Gather each line of the records where "errCodeMap" appears.

Segment Start: Data for this task

PR #242, opened 2026-07-17
fix(bkn-backend): ignore object type index config writes

rongwei-liu:
## Summary
- ignore client-supplied `DataProperty.IndexConfig` in object type create/update flows
- preserve existing index config metadata as read-only legacy data when updating object type properties
- stop object type index build/query capability logic from consuming object property index config
- update affected unit tests for validation, object type service, and object type worker behavior

## Verification
- `git diff --check`
- `I18N_MODE_UT=true go test ./driveradapters ./logics/object_type ./worker -gcflags=all=-l -count=1`

## Notes
No linked issue was found for this branch. This change keeps object type property index config out of the object type write path; index/vector build configuration should belong to data catalog resources.


rongwei-liu:
Closing per request. This PR was created by mistake and should not be submitted.

Issue #647, opened 2026-08-05
bug(skill-runtime): Smart Q&A cannot execute recalled skills (skills OT only enables recall; ExecuteSkill has no consumer)


lbb1656:
## Phenomenon

In Smart Q&A for a Business Knowledge Network (example: e-commerce decision KN), after creating a `skills` Object Type and recalling skill `local-message-sender`, the agent still cannot invoke the skill to perform the intended side effect (e.g. send a remote message).

Observed UI state:

- Ontology sidebar: Object Types > 0, **Action Types = 0**
- Agent reply (paraphrased): the KN contains skill `local-message-sender`, but **no Action Types are defined**, so the operation cannot be executed through the BKN framework
- Suggested workarounds from the agent: bind an Action Type to the skill, or call the remote API directly

User expectation: creating a `skills` Object Type and having the skill visible should be enough to **run** the skill from Smart Q&A.

## Root Cause

Skill **recall** and Skill **execution** are separate pipelines. Creating a `skills` Object Type only satisfies the recall contract; it does **not** create an executable bridge in BKN Smart Q&A.

### 1. Recall path (works when modeling contract is met)

`find_skills` (Context Loader) validates a fixed `skills` Object Type contract, then returns skill metadata for the agent. It does **not** execute anything.

Hard checks in `loadAndValidateSkillsContract`:

- `skills` Object Type must exist (`object_type_id` defaults to `"skills"`)
- Required data properties: `skill_id`, `name`
- Caller must pass `kn_id` + `object_type_id`
- Without RelationType binding between business Object Types and `skills`, object-type / instance recall returns empty (hint), but network-level / query paths may still surface skills

Relevant code:

- `adp/context-loader/agent-retrieval/server/logics/knfindskills/index.go` — `FindSkills`, `loadAndValidateSkillsContract`, `requiredSkillsDataProperties`
- `adp/context-loader/agent-retrieval/server/logics/knfindskills/recall_coordinator.go` — recall modes / binding hints
- Docs: `bkn-docs/.../context-loader/operations/issue-unknown-context-loader-工具使用指南.md` §6.5 (prerequisites)

Studio agent exposes `find_skills` as a schema/discovery tool only:

- `bkn-studio/src/modules/knowledge-network/services/agent-chat.service.ts` — `SCHEMA_TOOLS` includes `find_skills`, alongside `get_action_info`

### 2. BKN execution path used by Smart Q&A (Action Types)

[...]

PR #667, opened 2026-08-06
fix(context-loader,execution-factory): three fixes from VM verification — 400 on path traversal, propagate upstream 4xx, expose toggles in charts

sh00tg0a1:
End-to-end verification on the VM after #659 merged surfaced three problems. Each is fixed here.

## 1. Path traversal was rejected but answered 500

`read_skill_file` with `../../etc/passwd`: the path is genuinely blocked (nothing outside the bundle is read), but the response was `Public.InternalServerError`. `normalizeZipPath` returns a bare error, which the rest layer turns into an internal error — a caller (a model in particular) reads that as a server fault and retries, when in fact it passed a bad path.

The management-side reader has always answered 400; the consumer-side reader now matches.

## 2. context-loader dropped the upstream status code

All four outbound methods turned any execution-factory failure into 502/500. A downstream 4xx is a caller error (path outside the bundle, unknown skill, no permission) and has to reach the caller with its own code; only a connection failure or a downstream 5xx is a genuine upstream fault. Added `skillUpstreamError` to classify by code.

## 3. Two switches had no chart entries

`MCP_EXECUTE_SKILL_ENABLED` and `SKILL_INTERNAL_READ_AUTHZ` could only be set with `kubectl set env`, which means the feature could not actually be shipped — an installed deployment had no way to enable `execute_skill`, nor to move authorization to `enforce`.

- `agent-retrieval`: `mcp.executeSkillEnabled`, default `false`
- `agent-operator-integration`: `skill.internalReadAuthz`, default `shadow`

Both defaults match the code defaults, so existing installations keep their current behavior. Each template is guarded with `{{- if .Values.x }}`, so an older values file that lacks the key still renders.

## VM verification of #659's feature surface

Image `0.1.3-feat-mcp-skill-tools.20260806003400.shaab46cc0` on VM 10.211.55.4:

| Check | Result |
|---|---|
| `/mcp/info` catalogue | 22 tools, including `list_skills` / `get_skill_content` / `read_skill_file`; `execute_skill` **absent** (off by default); coexists with `query_metric` |
| `MCP_EXECUTE_SKILL_ENABLED=true` | `execute_skill` appears in the catalogue |
| `list_skills` | Returns real published skills (`skill_id` / `name` / `version` / `category`) |
| `get_skill_content` | SKILL.md body plus `files: [SKILL.md, pick_substitute.py]` |
| `read_skill_file` | `pick_substitute.py` body returned correctly; a text file served as `application/octet-stream` was **not** misclassified as binary — the UTF-8 fallback from #659 doing its job |
| `execute_skill` | Sandbox really executes: `work_dir=skills/<id>`, `exit_code=2` with stderr passed through when the script's own argument is missing, and it runs into the script once the argument is supplied |
| Path traversal | Blocked, but answered 500 → **items 1 and 2 of this PR** |
| `SKILL_INTERNAL_READ_AUTHZ=enforce` | admin still reads successfully; no false denial |

### An environment problem fixed along the way (not code in this PR)

Both minio replicas on the VM were in `ImagePullBackOff`: `swr.../minio:RELEASE.2025-09-07T16-13-09Z` is amd64-only and the VM is arm64 (`no match for platform in manifest`). The second hop for skill files — fetching the body from object storage — fails for that reason alone. Swapping in `m.daocloud.io/docker.io/minio/minio` at the same tag restored it. **This is an arm64 gap in the third-party images on swr and deserves its own issue.**

### Still unverified

- A single file above the 5 MiB limit returning 413 (no skill file that large exists in the environment)
- `enforce` returning 403 for an **unauthorized** account (only confirmed that admin is not falsely denied; no unprivileged account available)

## On #647

#659 plus this PR cover the server-side half of option 2 in that issue, but it cannot be closed yet: Smart Q&A goes through a hardcoded `CONTEXT_LOADER_OPS` list in bkn-studio, so the new tools do not exist there until they are added; and the "recall vs execute vs Action Type" guidance is still unwritten.


sh00tg0a1:
Both findings were real. Fixed in 166a80fc.

**1. Missing `mcp.executeSkillEnabled` in the agent-retrieval chart** — confirmed and worse than it looked: the edit had been made in the *wrong working tree* (the main checkout instead of the branch worktree), so it was never staged. `git show --stat` on the previous commit lists only the operator-integration chart. The reviewer's failure scenario is exactly right — the deployment template is a fixed env list with no `.Values.env` passthrough, so `kubectl set env` was the only way in and the next `helm upgrade` wipes it. The change is now on the branch, and `helm template` renders `MCP_EXECUTE_SKILL_ENABLED: "false"` by default. The stray edit has been reverted out of the main checkout.

**2. 413 falls back to `InternalServerError`** — confirmed. `errCodeMap` had no entry for 413, and `DefaultHTTPError` maps anything missing to `InternalServerError`; since the MCP layer hands the model `HTTPError.Error()` (the whole struct as JSON), the model reads `code` rather than the HTTP status. The 5 MiB guard in `operator_integration_skill.go` raises 413, so this was reachable — the model would have retried a file that never gets smaller.

Added `http.StatusRequestEntityTooLarge` and `http.StatusBadGateway` to `errCodeMap` with matching `desc.` / `sol.` entries in both locales. 502 was included for the reason given in the review: if `code` is what distinguishes "you passed something wrong" from "the upstream is down", both halves have to be present.

`TestDistinguishableErrorCodes` in `infra/errors/` now pins the five codes that a caller uses to decide whether to retry, so a future addition cannot silently collapse into `InternalServerError` again.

Segment End: Data for this task

* _Answer to the problem_
**2. 413 falls back to `InternalServerError`** — confirmed. `errCodeMap` had no entry for 413, and `DefaultHTTPError` maps anything missing to `InternalServerError`; since the MCP layer hands the model `HTTPError.Error()` (the whole struct as JSON), the model reads `code` rather than the HTTP status. The 5 MiB guard in `operator_integration_skill.go` raises 413, so this was reachable — the model would have retried a file that never gets smaller.
Added `http.StatusRequestEntityTooLarge` and `http.StatusBadGateway` to `errCodeMap` with matching `desc.` / `sol.` entries in both locales. 502 was included for the reason given in the review: if `code` is what distinguishes "you passed something wrong" from "the upstream is down", both halves have to be present.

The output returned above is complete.